I've mentioned before, but I think we are living in a period of time where a bigger explosion of programming languages is occurring than at any time in the past four decades. Having lived through a number of the classic languages such as BASIC, Simula, Pascal, Lisp, Prolog, C, C++ and Java, I can understand why people are fascinated with developing new ones: whether it's compiled versus interpreted, procedural versus functional, languages optimised for web development or embedded devices, I don't believe we'll ever have a single language that's right for all developer requirements.
This Polyglot movement is a reality and it's unlikely to go away any time soon. Fast forward a few years we may see a lot less languages around than today, but they will have been influenced strongly by their predecessors. I do believe that we need to make a distinction between the languages and the platforms that they inevitably spawn. And in this regard I think we need to learn from history now and quickly: unlike in the past we really don't need to reimplement the entire stack in the next cool language. I keep saying that there are core services and capabilities that transcend middleware standards and implementations such as CORBA or Java Enterprise Edition. Well guess what? That also means they transcend the languages in which they were written originally.

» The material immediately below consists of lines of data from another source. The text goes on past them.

PR #7336, opened 2026-01-21
Make maximum header size configurable

TheMarex:
# Issue

As @danpat pointed our [here](https://github.com/Project-OSRM/osrm-backend/pull/7328#issuecomment-3775213663) in a previous attempt to port to boost beast, large requests did not work. However in 2026 it is possible to configure the header size (which includes the GET line) so even humongous 10000 table requests are possible.

Configuring this is a bit of a pain, so this is automatically derived from the coordinate limits that people set for `osrm-routed` at start-up. The lower ceiling is 8KB which is well above the typical request. You can override it with `--max-header-size` if you are targeting a specific proxy's maximum header size.

I've verified 10k requests on Bavaria with MLD work fine, but maybe someone wants to throw their particular use-case at this to check if my header-size heuristic works well. (Note: I assume you are rounding your coordinates correctly to 6 decimals)

## Tasklist

 - [ ] review
 - [ ] adjust for comments

## Requirements / Relations

https://github.com/Project-OSRM/osrm-backend/pull/7328

### DIFF
--- a/CHANGELOG.md
+++ b/CHANGELOG.md
@@ -1,9 +1,12 @@
 # Unreleased
   - Changes from 6.0.0
+    - Routing:
+      - FIXED: Crash when route starts or ends at `type=manoeuvre` relation via node [#7287](https://github.com/Project-OSRM/osrm-backend/issues/7287)
     - Profiles:
       - ADDED: Add exception for audible fences (`barrier=fence` with `sensory=audible` or `sensory=audio`) that deter livestock but do not block vehicles [#6964](https://github.com/Project-OSRM/osrm-backend/issues/6964)
       - ADDED: Use `is_sidepath:of:name` and `street:name` as fallback names for unnamed sidewalks and sidepaths in foot and bicycle profiles [#7259](https://github.com/Project-OSRM/osrm-backend/issues/7259)
     - Build:
+      - FIXED: Set `hwloc:shared=True` in Conan config as required by onetbb [#7342](https://github.com/Project-OSRM/osrm-backend/issues/7342)
       - CHANGED: Cucumber tests now can run in parallel and other improvements [#7309](https://github.com/Project-OSRM/osrm-backend/issues/7309)
       - FIXED: Update Node.js binding path from `lib/binding` to `lib/binding_napi_v8` to match node-pre-gyp versioning conventions [#7272](https://github.com/Project-OSRM/osrm-backend/pull/7272)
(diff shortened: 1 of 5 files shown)


danpat:
> I assume you are rounding your coordinates correctly to 6 decimals

https://xkcd.com/2170/ talks about this kind of assumption :-P

Why not just make it <very large number> by default, but allow it to be set smaller for people that want to put some DOS protection in place?

src/tools/routed.cpp
```diff
@@ -99,6 +99,21 @@ void validate(boost::any &v, const std::vector<std::string> &values, double *, d
...
+    constexpr unsigned MIN_HEADER_SIZE = 8 * 1024;
+
+    int max_coordinates = 0;
+    max_coordinates = std::max(max_coordinates, config.max_locations_trip);
+    max_coordinates = std::max(max_coordinates, config.max_locations_viaroute);
+    max_coordinates = std::max(max_coordinates, config.max_locations_distance_table);
+    max_coordinates = std::max(max_coordinates, config.max_locations_map_matching);
+
+    // for each coordinate we will need up to (3 (major) + 1 (dot) + 6 (decimals)) * 2 plus 1
+    // semi-colon = 21 chars we add a generous 1024 chars for the request line
```
jcoupey: The 21 chars estimate here only accounts for the "locations" part of the request, while there are request options (e.g. `approaches`  and `radiuses`) that, if used, also make the size increase linearly.

Not sure how to go about that?

TheMarex: Fair point, come to think of it also `sources=` and `destinations=`. So that would be an additional 5 chars for each `sources`+`destinations`, maybe 4 chars for radiuses and a whooping 13 chars for approaches per coordinate, 48 chars total. I'll update the heuristic to include that. Good catch!

TheMarex:
@danpat Yeah I've been going back and forth on this, but my argument is that switching to a production-grade HTTP server and then configuring it insecure by default doesn't make a lot of sense either.

I think the automatic limit should be fine for almost everyone, with @jcoupey's suggestions there should be very few sensible requests that would ever require touching `--max-header-size`. Maybe people will finally round their coordinates correctly and realize how much overhead that saves. :upside_down_face:

src/tools/routed.cpp
```diff
@@ -99,6 +99,25 @@ void validate(boost::any &v, const std::vector<std::string> &values, double *, d
 }
 } // namespace boost
 
+inline unsigned deriveMaxHeaderSize(const EngineConfig &config)
```
danpat: A unit test for this function would be nice :-)

TheMarex: Added some tests. :smile:

PR #7339, opened 2026-01-21
Fix crash when route starts/ends at manoeuvre relation via node

### LINKED ISSUE #7287: Assertion `!hasTurnType(steps.front()) && !hasTurnType(steps.back())' failed.
I am running 560ed5c0e82d7bd6a0887eb58188bf4fa8662372 on a planet-wide dataset with CH and the car profile, and there is one specific, but innocent-looking routing request (with steps=true&geometries=polyline&overview=full) that consistently triggers the above assertion.

I am presently debugging this further and will report findings.

afarber:
# Issue

Fixes #7287                                                                                                                    
                                                                                                                                 
Routes starting or ending exactly at the via node of a `type=manoeuvre` relation would crash with an assertion failure.

Manoeuvre overrides were applied to depart/arrive steps, setting a turn type on waypoint steps that should always have `NoTurn`.

- Skip manoeuvre overrides on waypoint steps (depart/arrive) in `post_processing.cpp`                                                                                  
- Keep defensive early return in `collapseSegregatedTurnInstructions` as defense-in-depth 

## Tasklist

 - [ ] review
 - [ ] adjust for comments


## Requirements / Relations

- https://github.com/valhalla/valhalla/pull/1796                                                                                                                               
- https://github.com/valhalla/valhalla/pull/2600                                                                                                                               
- https://wiki.openstreetmap.org/wiki/Relation:manoeuvre

### DIFF
--- a/src/engine/guidance/post_processing.cpp
+++ b/src/engine/guidance/post_processing.cpp
@@ -683,8 +683,8 @@ void applyOverrides(const datafacade::BaseDataFacade &facade,
                     // Depart/arrive steps mark route endpoints and should keep NoTurn type.
                     if (hasWaypointType(*step_to_update))
                     {
-                        util::Log(logDEBUG) << "Skipping maneuver override on waypoint step"
-                                            << std::endl;
+                        util::Log(logDEBUG)
+                            << "Skipping maneuver override on waypoint step" << std::endl;
                         continue;
                     }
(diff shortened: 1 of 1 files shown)


TheMarex:
Do you think there is a way to add a regression test for this to the cucumber test suite? While this may be more of a workaround I'm tempted to accept it since I don't think anyone truly understands the guidance code anymore.

PR #7348, opened 2026-01-29
Fix documentation build ESM/CommonJS conflict and tar vulnerability

### LINKED ISSUE #7347: Documentation build fails: "require is not defined in ES module scope"
The `npm run docs` command fails in CI with:                                                                                                             
                                                                                                                                                           
>  ReferenceError: require is not defined in ES module scope, you can use import instead

This file is being treated as an ES module because it has a '.js' file extension and '/home/runner/work/osrm-backend/osrm-backend/package.json' contains "type": "module". 
                                                                                                                                                           
Root cause: #7233 added `"type": "module"` to package.json. The docs build uses Babel to transpile docbox's files to CommonJS, but Node.js still treats the `.js` output as ESM.

afarber:
# Issue

Fixes #7347

- Fix docs build by using Babel's `--out-file-extension .cjs` flag so transpiled output is treated as CommonJS                                           
- Additionally, run "npm audit --fix" to fix GHSA-34x7-hfp2-rc4v vulnerability            

## Tasklist

 - [ ] review
 - [x] adjust for comments

## Requirements / Relations

- https://nvd.nist.gov/vuln/detail/CVE-2026-24842
- https://github.com/advisories/GHSA-34x7-hfp2-rc4v

### DIFF
--- a/CHANGELOG.md
+++ b/CHANGELOG.md
@@ -8,6 +8,7 @@
       - ADDED: Add exception for audible fences (`barrier=fence` with `sensory=audible` or `sensory=audio`) that deter livestock but do not block vehicles [#6964](https://github.com/Project-OSRM/osrm-backend/issues/6964)
       - ADDED: Use `is_sidepath:of:name` and `street:name` as fallback names for unnamed sidewalks and sidepaths in foot and bicycle profiles [#7259](https://github.com/Project-OSRM/osrm-backend/issues/7259)
     - Build:
+      - FIXED: Documentation build fails with ESM/CommonJS conflict after adding "type": "module" [#7347](https://github.com/Project-OSRM/osrm-backend/issues/7347)
       - FIXED: Set `hwloc:shared=True` in Conan config as required by onetbb [#7342](https://github.com/Project-OSRM/osrm-backend/issues/7342)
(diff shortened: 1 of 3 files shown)


package.json
```diff
@@ -14,6 +14,9 @@
       "brfs"
     ]
   },
+  "overrides": {
```
TheMarex: Hm do you know why this was necessary? A bump to the lock file should be sufficient. `npm audit --fix` should do the right thing by default.

BTW this is the third critical node-tar vulnerability in 2 weeks WTF.

afarber: Because `npm audit --fix` only updates `package-lock.json` - and nobody looks closely at that file (it is quasi generated, but in the repo)

afarber: BTW please consider publishing 6.0.1 release

TheMarex: I don't follow. Nobody has to look at the lock file, npm uses it automatically for the consistent (transitive) dependency resolution. If you put this in the `package.json` it permanently override the version of indirect dependencies. That is not such a great idea if the dependency that relies on node-tar bumps to a higher minor version.

afarber: Ok, reverted

TheMarex:
Sorry forgot about this. Looks good now.

PR #7358, opened 2026-02-16
Replace boost::format with fmt::format across codebase

DennisOSRM:
Replace `boost::format` with `std::format` as part of the eternal quest to lower the number of dependencies.


DennisOSRM:
Superseded by #7363

PR #7401, opened 2026-03-05
Es6 nodejs tests

MarcelloPerathoner:
Update NodeJS tests

- Incorporate eslint suggestions: arrow operator, single quotes, indent=2, etc.
- Load OSRM once only
- Add an environment variable to load OSRM from a configurable directory.

The last point enables testing from a `cmake --install` directory, so as to catch missing dynamic libraries, wrong RPATH etc.

### DIFF
--- a/package-lock.json
+++ b/package-lock.json
@@ -8502,9 +8502,9 @@
       "license": "Apache-2.0"
     },
     "node_modules/flatted": {
-      "version": "3.3.3",
-      "resolved": "https://registry.npmjs.org/flatted/-/flatted-3.3.3.tgz",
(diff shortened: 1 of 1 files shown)


DennisOSRM:
Is there a chance we could separate this into two prs, one for reformatting and another for the functional change?

MarcelloPerathoner:
The functional change is contained entirely in the file `constants.js` and in the first few lines of each other file, those that say `import`.  The rest is formatting only.

DennisOSRM:
Could we do this in two PRs? The first changes formatting and the second the functional change. 

I know this is a bit cumbersome, but provides more clarity during debugging.

PR #7424, opened 2026-03-22
Exclude highway=road from foot and bicycle profiles

### LINKED ISSUE #7039: `highway=road` should be excluded from all routing profiles
### Issue

According to the OpenStreetMap `highway=road` [wiki](https://wiki.openstreetmap.org/wiki/Tag:highway%3Droad#Rendering_Support), roads with an unknown classification should be considered errors and shouldn't be routable.

Currently, on the OSM site, the OSRM demo shows that while the car profile correctly excludes such roads, the foot and bicycle profiles still include them.

### Steps to Reproduce

1. Go to: [OSM Directions](https://www.openstreetmap.org/directions?engine=fossgis_osrm_foot&route=18.723417%2C98.938268%3B18.721028%2C98.935925).
2. Switch between Bicycle (OSRM), Car (OSRM), and Foot (OSRM) profiles.
3. Notice that the Bicycle and Foot profiles don't exclude the unknown road between the start and end points, whereas the Car profile does.

DennisOSRM:
highway=road denotes a way with unknown classification and implies fixme=*. Per the OSM wiki it is an error marker and should not be routed over. The car profile already excluded it; this commit brings the foot and bicycle profiles in line.

Changes:
- Remove 'road' from the speeds table in profiles/foot.lua
- Remove 'road' from bicycle_speeds in profiles/bicycle.lua
- Update cucumber tests to expect highway=road to be non-routable

Fixes #7039

### DIFF
--- a/CHANGELOG.md
+++ b/CHANGELOG.md
@@ -7,6 +7,7 @@
       - ADDED: Emit warning when ways reference nodes not present in input data [#1596](https://github.com/Project-OSRM/osrm-backend/issues/1596)
       - FIXED: Compilation error in raster_source [#7422](https://github.com/Project-OSRM/osrm-backend/issues/7422)
     - Profiles:
+      - FIXED: Exclude `highway=road` from foot and bicycle profiles since it is an OSM error marker with unknown classification [#7039](https://github.com/Project-OSRM/osrm-backend/issues/7039)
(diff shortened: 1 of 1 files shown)


DennisOSRM:
@copilot add a line to the change log in the style of the existing entries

This is something that we realised well in the CORBA days, even if there were problems with the architecture itself. The fact that IDL was language neutral obviously meant your application could be constructed from components written in Java, COBOL and C++ without you either having to know or really having to care. Java broke that mould to a degree, and although Web Services are language independent, there's been too much backlash over SOAP, WSDL and friends that we forget this aspect at times. Of course it's an inherent part of REST.
However, if you look at what some are doing with these relatively new languages, there is a push to implement the stack in them from scratch. Now whilst it may make perfect sense to reimplement some components or approaches to take best advantage of some language capabilities, e.g., nginx; I don't think it's the norm. I think the kind of approaches we're seeing with, say, TorqueBox or Immutant where services implemented in one language are exposed to another in a way that makes them appear as if they were implemented natively, makes far more sense. Let's not waste time rehashing things like transactions, messaging and security, but instead concentrate on how best to offer these capabilities to the new polyglot movement that makes them fit in as first class citizens.
And to do this successfully is much more than just a technical issue; it requires an understanding of what the language offers, what the communities expect and working with both to fit in seamlessly. Being a Java programmer trying to push Java services into, say, Ruby, with a Java programmers approaches and understanding, will not guarantee success. You have to understand your users and let them guide you as much as you guide them.
So I still believe that in the future Java will, should and must play an important part in Cloud, mobile, ubiquitous computing etc. It may not be obvious to developers in these languages that they're using Java, but then it doesn't need to be. As long as they have access to all of the services and capabilities they need, in a way that feels entirely natural to them, why should it matter if some of those bits are hosted on or by a Java application server, for instance? The answer is that it shouldn't. And done right it means that these developers benefit from the maturity and reliability of these systems, built up over many years of real world deployments. Far better than the alternative.
4 comments:
There's an unterminated anchor tag in your post:
, e.g., nginx/a>
Thanks. Fixed.
The beauty of Java is that it is not only a programming language, as some people are led to believe.
Java is actually three things:
1. A runtime environment
2. A software ecosystem
3. A language.
I just wish ORCL promoted this more :)
So you can use 1. and 2. without having to write a line of Java if you don´t like it. There´s plenty of languages that run on top of the Java virtual machine: JRuby, xRuby, Jython, NetRexx...
Even Lisp and Cobol if you want.
http://en.wikipedia.org/wiki/List_of_JVM_languages
There´s a yearly summit about new languages ported to the JVM...
http://openjdk.java.net/projects/mlvm/jvmlangsummit/
H*ck, you can even write Visual Basic syntax and get it compiled to
Java bytecode with Jabaco. www.jabaco.org.
FC
Java (<=1.7) is not the platform of the future.
The JVM though most likely is the platform of the future.
There still is room for other niche platforms based on the JVM's limitations (lower memory consumption?).